_TASK TO COMPLETE_.
Search the records below for the string "apmlogrus", and report each line that contains it.

(DATA FOR THE TASK Opens)

PR #1575, opened 2024-02-17
security: add permissions block to workflows

reakaleek:
## Details

⚠️ This PR was created by an automated tool. Please review the changes carefully. ⚠️ 

We want to set the default permissions for workflows to read-only for contents. 
This is a security measure to prevent accidental changes to the repository.

This change adds a top-level permissions block to all workflows in the .github/workflows directory.
```yaml
permissions:
  contents: read
```

In some cases workflows might need more permissions than just `contents: read`.
Please checkout this branch and add the necessary permissions to the workflows.

If your workflow uses a Personal Access Token (PAT), we can still add the permissions block,
   but it will not have any effect.

Merging this PR as is might cause workflows that need more permissions to fail.

If there are any questions, please reach out to the @elastic/observablt-ci


axw (dismissed):

.github/workflows/labeler.yml
```diff
@@ -5,6 +5,9 @@ on:
   pull_request_target:
     types: [opened]
 
+permissions:
+  contents: read
```
v1v, line 9: `AlexanderWert/issue-labeler@v2.3` might require some write access?

reakaleek: Oh. Thanks for the warning. Because it's using `secrets.GITHUB_TOKEN` right?

reakaleek, line 9:
```suggestion
  contents: read
  issues: write
```

v1v (dismissed):

.github/workflows/snapshoty.yml
```diff
@@ -12,6 +12,10 @@ on:
     - '*.asciidoc'
     - 'docs/**'
 
+permissions:
+  contents: read
+  actions: read
```
v1v, line 17: what's the reason for `actions:read`? I don't recall we needed it

v1v (dismissed):

.github/workflows/snapshoty.yml
reakaleek: I re-ran the script on this repo, and for some reason, this was added. 
I don't know why it was missing since the workflow doesn't have a top-level permissions block.

Need to dig into this.

reakaleek: But yes, looking at the snapshoty-simple action, I also don't see a reason for it.

reakaleek:
```suggestion
```

dmathieu (approved):

PR #1581, opened 2024-03-12
Add write permission to labeler job

dmathieu:
The labeler needs to have the `pull-request: write` permission, so it can assign labels on PRs.

See https://github.com/elastic/apm-agent-go/actions/runs/8246861649/job/22553967383?pr=1580

### DIFF
--- a/.github/workflows/labeler.yml
+++ b/.github/workflows/labeler.yml
@@ -8,6 +8,7 @@ on:
 permissions:
   contents: read
   issues: write
+  pull-requests: write
 
 jobs:
   triage:


dmathieu:
Since the labeler runs on `pull_request_target`, I think we won't see any change until the PR is merged (which is also why we didn't see any in #1575)

cc @reakaleek

reakaleek:
Thank you for the fix!

reakaleek (approved):

v1v (approved):

PR #1597, opened 2024-03-25
Slog Handler Elastic APM Integration

charliemenke:
Noticed that there is no included "built-in-instrumentation" for the ever more popular `slog` structured logging package. Wrote up a mostly simple implementation of a slog Handler that:

-  attaches any available trace/correlation ids to the log **when using context aware log methods**
- reports specific log level logs as errors to Elastic APM

Based my tests around the existing `apmlogrus` module so I hope I covered the most important cases.

LMK if I am missing anything critical, Thanks :) 

- Charlie


charliemenke:
signed CLA

module/apmslog/handler.go
```diff
@@ -0,0 +1,173 @@
...
+
+func (s *ApmHandler) tracer() *apm.Tracer {
+	if s.Tracer == nil {
+		return apm.DefaultTracer()
+	}
+	return s.Tracer
+}
+
+func (s *ApmHandler) levels() []slog.Level {
+	if s.ReportLevels == nil {
```
dmathieu, line 56: This value (and the one from `tracer()` above) is always set in `NewApmHandler`. So it shouldn't be possible for it to be nil.
How about removing those two methods and relying directly on the attributes then?

module/apmslog/handler.go
```diff
@@ -0,0 +1,173 @@
...
+	if slices.Contains(s.levels(), r.Level) && tracer.Recording() {
+
+		// attempt to find error/err attribute
+		// slog doesnt have a standard way of attaching an
+		// error to a record, so attempting to grab any attribute
+		// that has error/err as key and extracting the value
+		// seems like a likely way to do it.
+		var err error
+		r.Attrs(func(a slog.Attr) bool {
+			if a.Key == "error" || a.Key == "err" {
```
dmathieu, line 90: These values should at least be package constants.
Maybe this should also include any key which contains `err` (such as `http_error` is also an error)

module/apmslog/handler.go
```diff
@@ -0,0 +1,173 @@
...
+				if v, ok := a.Value.Any().(error); ok {
+					err = v
+					return false
+				}
+				if v, ok := a.Value.Any().(string); ok {
+					err = errors.New(v)
+					return false
+				}
+				return false
```
dmathieu, line 99: If the value is a string, it can be an error. But if somehow, it's an integer (or nil), it can't be?

```suggestion
				err = fmt.Errorf("%s", v)
				return false
```

module/apmslog/handler.go
```diff
@@ -0,0 +1,173 @@
...
+		// attempt to find error/err attribute
+		// slog doesnt have a standard way of attaching an
+		// error to a record, so attempting to grab any attribute
+		// that has error/err as key and extracting the value
+		// seems like a likely way to do it.
+		var err error
+		r.Attrs(func(a slog.Attr) bool {
+			if a.Key == "error" || a.Key == "err" {
+				if v, ok := a.Value.Any().(error); ok {
+					err = v
```
dmathieu, line 92: How about using `errors.Join` here to be able to handle multiple errors in the same log entry?

module/apmslog/handler.go
```diff
@@ -0,0 +1,173 @@
...
+				Message: r.Message,
+				Level:   strings.ToLower(r.Level.String()),
+				Error:   err,
+			}
+		} else {
+			errLogRecord = apm.ErrorLogRecord{
+				Message: r.Message,
+				Level:   strings.ToLower(r.Level.String()),
+			}
+		}
```
dmathieu, line 116: This can be simplified:

```suggestion
		errLogRecord := apm.ErrorLogRecord{
			Message: r.Message,
			Level:   strings.ToLower(r.Level.String()),
			Err: err,
		}
```

If `err` is nil, `errLogRecord.Err` will also be `nil`, which is the default value anyway.

dmathieu: You then don't even need to have an `errLogRecord` variable, you can just create `errlog`.

See the logrus implementation: https://github.com/elastic/apm-agent-go/blob/d6810ab0a60bfaaed9f35f98933877ebbfb3803c/module/apmlogrus/hook.go#L95

module/apmslog/handler.go
```diff
@@ -0,0 +1,173 @@
...
+
+		errlog := tracer.NewErrorLog(errLogRecord)
+		errlog.Handled = true
+		errlog.Timestamp = r.Time.UTC()
+		errlog.SetStacktrace(2)
+
+        // extract available trace info from context
```
dmathieu, line 123:
```suggestion
                // extract available trace info from context
```

module/apmslog/handler.go
```diff
@@ -0,0 +1,173 @@
...
+			errlog.TransactionID = tx.TraceContext().Span
+			errlog.ParentID = tx.TraceContext().Span
+		}
+		if span := apm.SpanFromContext(ctx); span != nil {
+			errlog.ParentID = span.TraceContext().Span
+		}
+		errlog.Send()
+	}
+
+	// attach trace context if exists and attach to record
```
dmathieu, line 135:
```suggestion
	// extract trace context if it exists and attach to record
```

module/apmslog/handler.go
```diff
@@ -0,0 +1,173 @@
...
+		errlog.Timestamp = r.Time.UTC()
+		errlog.SetStacktrace(2)
+
+        // extract available trace info from context
+		if tx := apm.TransactionFromContext(ctx); tx != nil {
+			errlog.TraceID = tx.TraceContext().Trace
+			errlog.TransactionID = tx.TraceContext().Span
+			errlog.ParentID = tx.TraceContext().Span
+		}
+		if span := apm.SpanFromContext(ctx); span != nil {
```
dmathieu, line 129: This transaction/span extraction logic happens twice, here and below to add the fields to the log record.
How about moving it slightly move to define local variables, so it's not duplicated?

module/apmslog/handler_test.go
```diff
@@ -0,0 +1,147 @@
...
+	return errors.New("new error")
+}
+
+func TestHandlerTracerClosed(t *testing.T) {
+	tracer, _ := transporttest.NewRecorderTracer()
+	tracer.Close() // close it straight away, hook should return immediately
+
+	h := newApmslogHandler(io.Discard, tracer)
+	logger := slog.New(h)
+	logger.Error("fail")
```
dmathieu, line 130: No expectation here? Wouldn't the test pass exactly the same way if we didn't call `tracer.Close()`?

dmathieu (commented):
My first feeling would be that we shouldn't add new instrumentations, since we're committing to OpenTelemetry.
But slog being a Go core logging library, I think having it makes sense.

Left a lot of comments, but the PR looks very nice overall. Thank you! 🌷

module/apmslog/handler.go
charliemenke: Since the `ApmHandler` Struct type is public someone could initialize is with a nil tracer which could cause panics when checking `tracer.Recording()` for example.

Though maybe I could see why we wouldn't want to override a user's selection unbeknownst to them.

if we remove  the `tracer()`  method I think we would then need to check if `h.Tracer != nil` before doing anything else with the `h.Tracer` struct  field.

We can remove the `levels()` method safely as a nil slice is just empty with no pointer to an underlying array so we should be able to safely use `slices.Contains`.

Thoughts?

module/apmslog/handler.go
charliemenke: I agree, having a hard time coming up with a regex or suffix match logic that would avoid false positives with Keys like `terror` or `dont_report_this_error`.

Also, not matter which direction we take, I should at least document the behavior of what key attributes are reported as APM Errors in the example file possible.

module/apmslog/handler.go
charliemenke: good catch!

module/apmslog/handler.go
charliemenke: agreed, I should be able to easily avoid this.

module/apmslog/handler_test.go
charliemenke: this is to test that the logger still works as expected (as a logger) even if the tracer closes. I will add an assert.

module/apmslog/handler.go
charliemenke: I am having a hard time managing to keep an error's StackTrace (if it exists) when using `errors.Join()`. I admit that my error handling skills are probably lacking in Go, but I dont see a great way of wrangling multiple errors in the slog record while keeping their respective stacktrackes.

Maybe instead of trying to consolidate all possible errors in one log into one `apm.ErrorLogRecord`, maybe if there are multiple "errors" in the log we send multiple `apm.ErrorLogRecord`s.

so for a log like: `{  "error_1":  "some error", "error_2":  "some  other error" }` we would report/send TWO `ErrorLogRecords` instead of trying to join them into one which would allow us to retain any specific error stack info.

module/apmslog/handler.go
dmathieu: We could also make the attributes private?

module/apmslog/handler.go
dmathieu: That does seem like a good idea.

dmathieu:
Note that there still seems to be a CLA issue.

charliemenke:
just a bump from my end.

- I will look into the CLA issue, not sure why its not saying i signed...
- ive been very busy with some other stuff this last week. Though I am still committed to working on this PR, hopefully will have some time soon to finish it up. Thanks for your patience  :)

charliemenke:
@dmathieu 
Thank you for your patience, I just pushed up changes to address the remaining comments.

I am not sure why the CLA is still not showing signed, I think I have signed it 4+ times at this point... If it is still showing unsigned, maybe it worth creating a new PR and see if that fixes it (or maybe I am doing something wrong).

If all looks good I will update this branch with master as it looks like there has been changes since I last created it.

per my commit message:
```
Implemented ability to report multiple apm errors from one log. If a user adds
multiple "reportable" error attributes to the log msg (default is "error" & "err"),
instead of trying to join the errors into one or discarding one, the apmslog
handler will report both errors.

Added ability for a user to define what slog attribute keys they want to report
as errors. Because there is no standard way in slog to attach an error to a msg
log, I wanted to add the ability for the user to decide what is and what is not
going to be reported. By default, slog attribute keys that are "error" or "err"
are reported, but with the new `WithErrorRecordAttrs(keys)` function a user
can define which keys will be reported.

Cleaned up `ApmHandler` struct and methods. Since we want the user to use the
included `NewApmHandler` function and its functional option functions, I
decided to make all Struct fields private.

Additionally added a check on if the `ApmHandler`'s `tracer` field is nill before
trying to use it. It is still possible for a user to pass in a nil tracer using
the `WithTracer` functional option.
```

module/apmslog/handler.go
charliemenke: I took your advice and made the fields private, though it is still possible to pass a nil `tracer` value using the `WithTracer` function so I just added a single check for `nil` where we use its value.

I did end up removing the `levels` method.

module/apmslog/handler.go
charliemenke: added a new field to `ApmHandler` so that users can define their own attribute keys that they want to report. Should give a good balance between ease of use and custom use cases.

module/apmslog/handler.go
charliemenke: implemented the ability to report multiple errors if available in the last commit.

module/apmslog/handler_test.go
```diff
@@ -0,0 +1,365 @@
...
+	logger.ErrorContext(ctx, "hello world", "error", mockFuncError())
+
+	span.End()
+	tx.End()
+
+	var msg MsgWithTrace
+	err := json.Unmarshal([]byte(buf.String()), &msg)
+	if err != nil {
+		t.Fatalf("unexpected error unmarshaling msg buff: %s", err)
+	}
```
dmathieu, line 168:
```suggestion
	assert.NoError(t, err)
```

module/apmslog/handler_test.go
```diff
@@ -0,0 +1,365 @@
...
+	logger.InfoContext(ctx, "hello world")
+
+	span.End()
+	tx.End()
+
+	var msg MsgWithTrace
+	err := json.Unmarshal([]byte(buf.String()), &msg)
+	if err != nil {
+		t.Fatalf("unexpected error unmarshaling msg buff: %s", err)
+	}
```
dmathieu, line 85:
```suggestion
	assert.NoError(t, err)
```

module/apmslog/handler_test.go
```diff
@@ -0,0 +1,365 @@
...
+	logger.ErrorContext(ctx, "hello world", "error", mockFuncError(), "err", errors.New("new error"))
+
+	span.End()
+	tx.End()
+
+	var msg MsgWithTrace
+	err := json.Unmarshal([]byte(buf.String()), &msg)
+	if err != nil {
+		t.Fatalf("unexpected error unmarshaling msg buff: %s", err)
+	}
```
dmathieu, line 232:
```suggestion
	assert.NoError(t, err)
```

charliemenke: fixed!

module/apmslog/handler_test.go
charliemenke: fixed

module/apmslog/handler_test.go
charliemenke: fixed!

charliemenke:
made the last changes and rebased into two relevant commits

dmathieu:
run docs-build

dmathieu (approved):

charliemenke:
Appreciate the reviews and all the suggestions! Have a good rest of the week :+1:

PR #240, opened 2019-05-21
Bug/what4 simplifier loop

robdockins:
Not sure if I actually want to merge this as-is, but @travitch has identified a bad interaction where the what4 rewriter loses sharing and does exponential work.  Memoizing the rewrite rules fixes the immediate problem, but leaves us with the bigger question about how aggressively we want to do this rewriting in the first place.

(DATA FOR THE TASK Closes)

_RESULT_.
Based my tests around the existing `apmlogrus` module so I hope I covered the most important cases.
See the logrus implementation: https://github.com/elastic/apm-agent-go/blob/d6810ab0a60bfaaed9f35f98933877ebbfb3803c/module/apmlogrus/hook.go#L95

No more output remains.